Give the data again exactly, stopping after the "- Adds a shared" line.

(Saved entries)

──────────────────────────────

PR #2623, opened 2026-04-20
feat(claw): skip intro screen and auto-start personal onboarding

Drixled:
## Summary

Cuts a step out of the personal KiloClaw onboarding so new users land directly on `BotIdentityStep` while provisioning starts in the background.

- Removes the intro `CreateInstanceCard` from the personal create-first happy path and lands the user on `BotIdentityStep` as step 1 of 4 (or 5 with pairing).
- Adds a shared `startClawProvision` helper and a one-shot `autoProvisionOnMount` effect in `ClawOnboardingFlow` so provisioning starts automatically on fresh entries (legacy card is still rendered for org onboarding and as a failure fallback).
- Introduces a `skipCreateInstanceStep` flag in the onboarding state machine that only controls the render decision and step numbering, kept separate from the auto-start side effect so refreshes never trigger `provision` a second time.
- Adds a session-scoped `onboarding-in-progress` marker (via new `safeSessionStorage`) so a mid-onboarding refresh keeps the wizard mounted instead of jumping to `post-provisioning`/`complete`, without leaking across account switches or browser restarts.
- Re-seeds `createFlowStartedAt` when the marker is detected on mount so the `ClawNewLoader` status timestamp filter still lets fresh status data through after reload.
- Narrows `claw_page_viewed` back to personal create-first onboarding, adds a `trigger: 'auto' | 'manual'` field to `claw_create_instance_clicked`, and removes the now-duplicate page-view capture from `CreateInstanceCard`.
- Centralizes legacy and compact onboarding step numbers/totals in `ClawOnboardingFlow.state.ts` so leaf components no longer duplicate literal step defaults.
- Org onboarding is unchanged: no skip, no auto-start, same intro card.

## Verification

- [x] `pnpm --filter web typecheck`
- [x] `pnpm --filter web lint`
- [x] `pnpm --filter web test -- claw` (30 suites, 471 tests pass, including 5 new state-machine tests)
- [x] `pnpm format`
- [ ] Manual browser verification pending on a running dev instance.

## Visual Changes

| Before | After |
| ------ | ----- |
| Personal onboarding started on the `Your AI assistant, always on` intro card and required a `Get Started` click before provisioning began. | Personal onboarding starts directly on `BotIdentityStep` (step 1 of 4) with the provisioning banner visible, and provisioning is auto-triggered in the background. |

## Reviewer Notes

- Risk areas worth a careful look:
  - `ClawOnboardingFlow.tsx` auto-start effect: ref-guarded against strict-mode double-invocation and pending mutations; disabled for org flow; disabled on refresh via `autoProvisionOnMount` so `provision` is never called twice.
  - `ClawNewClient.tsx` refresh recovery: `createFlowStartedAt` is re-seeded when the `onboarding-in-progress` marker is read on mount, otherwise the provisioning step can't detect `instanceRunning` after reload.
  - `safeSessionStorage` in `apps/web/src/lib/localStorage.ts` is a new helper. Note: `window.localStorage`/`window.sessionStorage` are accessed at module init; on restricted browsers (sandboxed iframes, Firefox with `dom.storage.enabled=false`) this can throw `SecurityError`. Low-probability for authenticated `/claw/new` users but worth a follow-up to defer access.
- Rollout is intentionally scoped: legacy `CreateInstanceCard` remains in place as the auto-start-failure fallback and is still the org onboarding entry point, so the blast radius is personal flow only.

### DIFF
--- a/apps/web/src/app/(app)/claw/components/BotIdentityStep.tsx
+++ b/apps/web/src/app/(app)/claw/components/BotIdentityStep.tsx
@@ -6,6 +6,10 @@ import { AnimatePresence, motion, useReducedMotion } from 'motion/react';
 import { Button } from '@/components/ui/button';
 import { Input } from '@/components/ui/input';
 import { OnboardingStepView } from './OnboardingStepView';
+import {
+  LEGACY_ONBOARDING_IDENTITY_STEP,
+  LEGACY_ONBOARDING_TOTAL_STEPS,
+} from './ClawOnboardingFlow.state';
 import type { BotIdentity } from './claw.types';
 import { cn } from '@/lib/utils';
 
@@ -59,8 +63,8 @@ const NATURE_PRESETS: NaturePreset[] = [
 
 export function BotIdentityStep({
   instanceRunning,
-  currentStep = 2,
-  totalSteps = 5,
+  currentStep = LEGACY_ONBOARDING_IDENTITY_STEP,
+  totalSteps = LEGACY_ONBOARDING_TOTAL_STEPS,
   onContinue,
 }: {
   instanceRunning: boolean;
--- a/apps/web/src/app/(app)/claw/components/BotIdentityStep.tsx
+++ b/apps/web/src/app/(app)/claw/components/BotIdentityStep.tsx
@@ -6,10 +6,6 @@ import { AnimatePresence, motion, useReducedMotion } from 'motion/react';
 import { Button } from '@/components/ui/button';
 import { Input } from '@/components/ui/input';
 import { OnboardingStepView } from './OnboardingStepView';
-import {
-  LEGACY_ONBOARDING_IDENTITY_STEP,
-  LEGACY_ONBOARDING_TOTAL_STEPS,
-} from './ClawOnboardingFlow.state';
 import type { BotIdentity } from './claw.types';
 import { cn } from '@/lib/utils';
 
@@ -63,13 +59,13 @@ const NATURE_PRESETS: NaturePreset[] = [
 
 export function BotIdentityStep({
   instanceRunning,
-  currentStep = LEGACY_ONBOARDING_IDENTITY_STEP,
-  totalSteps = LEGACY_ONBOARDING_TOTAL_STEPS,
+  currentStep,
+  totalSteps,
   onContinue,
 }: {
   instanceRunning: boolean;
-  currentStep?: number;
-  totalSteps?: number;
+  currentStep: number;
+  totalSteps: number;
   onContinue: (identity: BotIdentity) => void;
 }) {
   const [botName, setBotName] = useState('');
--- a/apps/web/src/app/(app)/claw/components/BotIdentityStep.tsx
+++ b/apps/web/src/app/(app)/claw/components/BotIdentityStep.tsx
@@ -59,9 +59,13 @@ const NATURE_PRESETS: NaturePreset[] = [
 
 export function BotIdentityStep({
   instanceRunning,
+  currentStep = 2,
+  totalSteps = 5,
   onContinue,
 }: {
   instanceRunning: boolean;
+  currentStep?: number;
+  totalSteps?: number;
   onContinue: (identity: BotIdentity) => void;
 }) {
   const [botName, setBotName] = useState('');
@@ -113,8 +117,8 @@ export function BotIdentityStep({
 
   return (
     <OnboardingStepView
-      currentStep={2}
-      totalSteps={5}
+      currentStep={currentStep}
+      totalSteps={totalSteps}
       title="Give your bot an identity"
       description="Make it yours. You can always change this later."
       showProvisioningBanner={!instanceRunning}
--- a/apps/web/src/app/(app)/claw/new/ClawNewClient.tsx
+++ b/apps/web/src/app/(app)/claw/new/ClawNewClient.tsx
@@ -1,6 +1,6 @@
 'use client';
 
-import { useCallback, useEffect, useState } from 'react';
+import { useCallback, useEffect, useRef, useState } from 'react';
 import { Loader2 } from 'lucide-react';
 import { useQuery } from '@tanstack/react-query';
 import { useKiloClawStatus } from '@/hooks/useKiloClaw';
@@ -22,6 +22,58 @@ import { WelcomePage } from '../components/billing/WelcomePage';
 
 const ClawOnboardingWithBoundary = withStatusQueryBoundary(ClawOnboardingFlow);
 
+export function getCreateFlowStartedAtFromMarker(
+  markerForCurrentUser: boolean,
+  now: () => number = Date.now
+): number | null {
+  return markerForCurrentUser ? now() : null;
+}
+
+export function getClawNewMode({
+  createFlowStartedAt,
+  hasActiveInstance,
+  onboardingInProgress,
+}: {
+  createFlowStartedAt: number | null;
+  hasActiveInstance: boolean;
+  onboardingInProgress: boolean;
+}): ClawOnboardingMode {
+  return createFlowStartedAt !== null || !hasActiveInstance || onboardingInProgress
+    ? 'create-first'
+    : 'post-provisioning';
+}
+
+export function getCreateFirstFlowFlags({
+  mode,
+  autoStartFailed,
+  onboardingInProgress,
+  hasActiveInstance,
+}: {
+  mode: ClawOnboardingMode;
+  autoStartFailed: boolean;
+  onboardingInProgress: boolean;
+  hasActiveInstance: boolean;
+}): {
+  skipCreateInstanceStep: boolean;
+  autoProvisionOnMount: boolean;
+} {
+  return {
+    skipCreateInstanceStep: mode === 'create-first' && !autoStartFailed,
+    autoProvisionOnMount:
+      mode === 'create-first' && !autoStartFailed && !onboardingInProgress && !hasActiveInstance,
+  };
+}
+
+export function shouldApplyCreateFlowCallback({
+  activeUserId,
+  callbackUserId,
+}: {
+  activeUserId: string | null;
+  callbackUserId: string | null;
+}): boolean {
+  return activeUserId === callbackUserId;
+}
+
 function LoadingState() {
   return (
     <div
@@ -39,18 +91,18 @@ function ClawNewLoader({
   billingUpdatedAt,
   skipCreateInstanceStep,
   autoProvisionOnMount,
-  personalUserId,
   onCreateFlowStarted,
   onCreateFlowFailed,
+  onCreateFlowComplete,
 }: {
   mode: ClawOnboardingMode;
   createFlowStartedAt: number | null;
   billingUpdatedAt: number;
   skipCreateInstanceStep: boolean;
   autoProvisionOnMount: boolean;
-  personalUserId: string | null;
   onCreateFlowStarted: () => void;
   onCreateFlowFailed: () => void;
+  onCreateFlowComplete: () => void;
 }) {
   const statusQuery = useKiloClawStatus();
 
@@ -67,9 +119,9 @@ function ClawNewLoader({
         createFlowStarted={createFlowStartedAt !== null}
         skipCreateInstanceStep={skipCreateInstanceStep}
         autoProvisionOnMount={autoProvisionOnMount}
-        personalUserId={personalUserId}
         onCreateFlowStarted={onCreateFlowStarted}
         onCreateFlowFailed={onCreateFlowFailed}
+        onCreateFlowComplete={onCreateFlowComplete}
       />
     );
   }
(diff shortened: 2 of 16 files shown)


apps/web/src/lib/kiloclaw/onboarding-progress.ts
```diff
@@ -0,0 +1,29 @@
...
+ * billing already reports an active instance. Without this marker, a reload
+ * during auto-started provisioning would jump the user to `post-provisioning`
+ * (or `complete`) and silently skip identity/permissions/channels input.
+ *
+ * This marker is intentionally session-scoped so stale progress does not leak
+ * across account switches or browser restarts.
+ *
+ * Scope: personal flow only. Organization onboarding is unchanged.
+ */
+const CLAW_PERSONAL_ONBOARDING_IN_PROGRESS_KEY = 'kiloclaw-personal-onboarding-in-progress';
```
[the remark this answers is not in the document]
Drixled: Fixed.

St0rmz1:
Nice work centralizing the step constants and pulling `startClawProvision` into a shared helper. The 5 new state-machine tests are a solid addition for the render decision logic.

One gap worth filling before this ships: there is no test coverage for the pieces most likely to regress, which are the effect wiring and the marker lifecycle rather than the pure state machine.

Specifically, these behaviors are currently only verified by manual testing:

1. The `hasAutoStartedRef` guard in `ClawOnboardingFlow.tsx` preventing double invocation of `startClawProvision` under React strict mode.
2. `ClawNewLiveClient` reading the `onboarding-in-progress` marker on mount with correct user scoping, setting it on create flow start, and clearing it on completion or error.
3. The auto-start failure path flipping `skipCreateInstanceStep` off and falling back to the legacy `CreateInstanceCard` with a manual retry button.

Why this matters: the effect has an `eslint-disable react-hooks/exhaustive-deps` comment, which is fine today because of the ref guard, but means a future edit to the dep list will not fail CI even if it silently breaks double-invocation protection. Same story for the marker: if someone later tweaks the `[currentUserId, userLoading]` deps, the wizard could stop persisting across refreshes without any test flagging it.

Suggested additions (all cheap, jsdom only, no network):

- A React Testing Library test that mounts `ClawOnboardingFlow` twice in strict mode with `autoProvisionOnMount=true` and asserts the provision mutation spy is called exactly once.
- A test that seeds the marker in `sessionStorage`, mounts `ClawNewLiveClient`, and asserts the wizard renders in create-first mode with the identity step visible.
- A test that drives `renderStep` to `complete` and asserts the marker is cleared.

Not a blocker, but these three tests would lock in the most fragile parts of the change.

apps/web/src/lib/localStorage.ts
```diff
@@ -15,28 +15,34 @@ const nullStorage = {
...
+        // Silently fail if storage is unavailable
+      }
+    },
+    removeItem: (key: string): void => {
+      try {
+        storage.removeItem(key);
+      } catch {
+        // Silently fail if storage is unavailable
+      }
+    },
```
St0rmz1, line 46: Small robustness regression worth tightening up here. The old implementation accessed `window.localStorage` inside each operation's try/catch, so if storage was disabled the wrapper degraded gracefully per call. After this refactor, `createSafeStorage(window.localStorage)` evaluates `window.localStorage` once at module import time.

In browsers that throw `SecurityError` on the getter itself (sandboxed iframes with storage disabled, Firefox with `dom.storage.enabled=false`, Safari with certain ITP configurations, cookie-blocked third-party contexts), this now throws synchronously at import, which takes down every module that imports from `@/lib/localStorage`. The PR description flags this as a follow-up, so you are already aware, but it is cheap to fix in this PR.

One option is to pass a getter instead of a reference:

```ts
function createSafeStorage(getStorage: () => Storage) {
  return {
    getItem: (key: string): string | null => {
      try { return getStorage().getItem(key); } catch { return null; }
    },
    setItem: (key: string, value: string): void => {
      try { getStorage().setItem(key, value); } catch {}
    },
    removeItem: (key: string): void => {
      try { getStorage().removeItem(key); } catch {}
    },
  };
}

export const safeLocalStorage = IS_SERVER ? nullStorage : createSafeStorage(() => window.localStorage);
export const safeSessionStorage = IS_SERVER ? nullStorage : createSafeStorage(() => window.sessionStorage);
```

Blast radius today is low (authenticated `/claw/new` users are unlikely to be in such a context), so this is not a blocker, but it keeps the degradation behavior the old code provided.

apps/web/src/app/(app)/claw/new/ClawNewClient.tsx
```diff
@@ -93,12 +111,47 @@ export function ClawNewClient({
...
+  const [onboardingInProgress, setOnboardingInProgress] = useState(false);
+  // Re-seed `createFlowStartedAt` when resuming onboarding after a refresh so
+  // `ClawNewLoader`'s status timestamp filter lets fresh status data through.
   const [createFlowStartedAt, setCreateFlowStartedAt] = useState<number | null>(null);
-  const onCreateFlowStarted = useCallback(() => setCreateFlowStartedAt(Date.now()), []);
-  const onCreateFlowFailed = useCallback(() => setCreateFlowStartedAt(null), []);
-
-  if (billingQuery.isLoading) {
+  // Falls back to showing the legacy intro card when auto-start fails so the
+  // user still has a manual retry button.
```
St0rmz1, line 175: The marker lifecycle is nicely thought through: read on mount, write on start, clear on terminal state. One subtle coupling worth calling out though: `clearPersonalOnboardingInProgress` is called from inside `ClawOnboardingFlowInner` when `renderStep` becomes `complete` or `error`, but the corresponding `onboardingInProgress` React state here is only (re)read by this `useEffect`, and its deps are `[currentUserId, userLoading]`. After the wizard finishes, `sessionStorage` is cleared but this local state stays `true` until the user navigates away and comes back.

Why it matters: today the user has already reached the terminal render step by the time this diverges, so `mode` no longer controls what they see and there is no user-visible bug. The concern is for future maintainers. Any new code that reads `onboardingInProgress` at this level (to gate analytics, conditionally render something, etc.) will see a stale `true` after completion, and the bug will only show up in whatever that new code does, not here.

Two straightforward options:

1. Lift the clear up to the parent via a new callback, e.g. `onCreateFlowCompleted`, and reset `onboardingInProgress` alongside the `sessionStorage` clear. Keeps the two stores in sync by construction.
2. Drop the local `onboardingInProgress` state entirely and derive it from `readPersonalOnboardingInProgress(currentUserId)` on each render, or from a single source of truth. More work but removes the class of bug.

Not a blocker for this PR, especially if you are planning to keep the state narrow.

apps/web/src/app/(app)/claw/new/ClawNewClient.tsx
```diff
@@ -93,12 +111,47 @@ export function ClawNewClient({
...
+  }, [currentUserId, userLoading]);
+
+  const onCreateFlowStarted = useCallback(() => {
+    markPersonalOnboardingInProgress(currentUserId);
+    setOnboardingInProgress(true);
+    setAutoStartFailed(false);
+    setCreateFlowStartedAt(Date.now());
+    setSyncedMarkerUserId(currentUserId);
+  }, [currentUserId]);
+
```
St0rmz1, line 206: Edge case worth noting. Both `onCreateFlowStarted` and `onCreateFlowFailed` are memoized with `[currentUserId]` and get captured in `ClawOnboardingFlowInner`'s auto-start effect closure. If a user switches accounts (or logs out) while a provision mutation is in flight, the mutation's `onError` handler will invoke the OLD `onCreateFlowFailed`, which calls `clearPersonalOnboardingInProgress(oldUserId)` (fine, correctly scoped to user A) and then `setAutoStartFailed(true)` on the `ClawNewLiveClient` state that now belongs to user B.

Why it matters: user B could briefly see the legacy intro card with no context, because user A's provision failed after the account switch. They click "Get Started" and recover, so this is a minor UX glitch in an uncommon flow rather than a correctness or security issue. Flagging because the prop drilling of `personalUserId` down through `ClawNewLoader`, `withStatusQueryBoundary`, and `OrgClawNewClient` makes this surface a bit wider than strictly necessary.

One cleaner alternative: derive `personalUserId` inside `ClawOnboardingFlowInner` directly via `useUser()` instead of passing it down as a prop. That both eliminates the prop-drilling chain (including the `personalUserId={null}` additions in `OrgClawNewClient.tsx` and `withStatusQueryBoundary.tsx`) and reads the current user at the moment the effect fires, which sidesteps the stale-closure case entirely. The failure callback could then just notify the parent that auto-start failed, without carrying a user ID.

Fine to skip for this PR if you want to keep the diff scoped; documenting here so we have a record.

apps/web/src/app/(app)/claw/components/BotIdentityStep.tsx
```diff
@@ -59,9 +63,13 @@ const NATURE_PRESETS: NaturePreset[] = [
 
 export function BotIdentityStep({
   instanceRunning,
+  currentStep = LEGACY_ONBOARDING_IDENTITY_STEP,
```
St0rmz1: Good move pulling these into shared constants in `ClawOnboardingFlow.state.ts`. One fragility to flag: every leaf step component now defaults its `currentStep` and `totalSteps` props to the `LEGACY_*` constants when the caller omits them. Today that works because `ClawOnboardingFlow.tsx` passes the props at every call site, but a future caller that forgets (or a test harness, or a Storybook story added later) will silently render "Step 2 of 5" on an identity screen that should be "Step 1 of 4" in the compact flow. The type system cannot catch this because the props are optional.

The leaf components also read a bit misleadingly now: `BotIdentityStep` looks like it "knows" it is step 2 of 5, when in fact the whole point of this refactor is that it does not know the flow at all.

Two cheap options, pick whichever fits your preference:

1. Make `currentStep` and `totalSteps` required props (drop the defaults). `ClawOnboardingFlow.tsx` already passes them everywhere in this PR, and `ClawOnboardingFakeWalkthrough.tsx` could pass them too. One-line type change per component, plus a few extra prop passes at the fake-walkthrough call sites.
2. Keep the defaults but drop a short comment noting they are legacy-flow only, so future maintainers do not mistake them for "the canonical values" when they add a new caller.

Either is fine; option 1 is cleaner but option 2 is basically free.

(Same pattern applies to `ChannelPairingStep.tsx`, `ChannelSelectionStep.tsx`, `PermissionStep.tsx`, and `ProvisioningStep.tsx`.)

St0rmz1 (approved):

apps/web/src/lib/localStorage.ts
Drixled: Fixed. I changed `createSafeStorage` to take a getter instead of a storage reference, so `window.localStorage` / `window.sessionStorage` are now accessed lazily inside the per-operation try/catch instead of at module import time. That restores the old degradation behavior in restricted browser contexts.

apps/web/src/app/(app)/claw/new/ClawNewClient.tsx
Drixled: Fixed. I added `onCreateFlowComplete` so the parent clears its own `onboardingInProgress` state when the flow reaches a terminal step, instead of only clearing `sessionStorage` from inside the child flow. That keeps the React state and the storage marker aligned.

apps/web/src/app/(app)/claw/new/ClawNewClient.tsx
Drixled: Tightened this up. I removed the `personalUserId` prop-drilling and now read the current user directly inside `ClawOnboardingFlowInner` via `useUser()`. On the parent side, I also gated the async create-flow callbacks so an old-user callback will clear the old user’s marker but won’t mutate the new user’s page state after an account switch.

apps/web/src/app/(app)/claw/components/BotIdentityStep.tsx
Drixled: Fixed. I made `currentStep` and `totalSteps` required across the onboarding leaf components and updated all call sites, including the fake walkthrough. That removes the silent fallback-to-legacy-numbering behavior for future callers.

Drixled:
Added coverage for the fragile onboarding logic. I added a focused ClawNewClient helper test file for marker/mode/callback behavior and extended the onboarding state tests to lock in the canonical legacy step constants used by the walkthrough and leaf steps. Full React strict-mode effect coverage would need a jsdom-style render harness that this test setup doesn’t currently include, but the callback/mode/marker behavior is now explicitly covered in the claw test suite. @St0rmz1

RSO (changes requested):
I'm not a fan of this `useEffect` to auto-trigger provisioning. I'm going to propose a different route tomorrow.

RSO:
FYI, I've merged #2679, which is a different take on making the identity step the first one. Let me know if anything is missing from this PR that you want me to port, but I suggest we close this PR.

──────────────────────────────

OUTPUT OF THE TASK
PR #2623, opened 2026-04-20
feat(claw): skip intro screen and auto-start personal onboarding

Drixled:
## Summary

Cuts a step out of the personal KiloClaw onboarding so new users land directly on `BotIdentityStep` while provisioning starts in the background.

- Removes the intro `CreateInstanceCard` from the personal create-first happy path and lands the user on `BotIdentityStep` as step 1 of 4 (or 5 with pairing).
- Adds a shared `startClawProvision` helper and a one-shot `autoProvisionOnMount` effect in `ClawOnboardingFlow` so provisioning starts automatically on fresh entries (legacy card is still rendered for org onboarding and as a failure fallback).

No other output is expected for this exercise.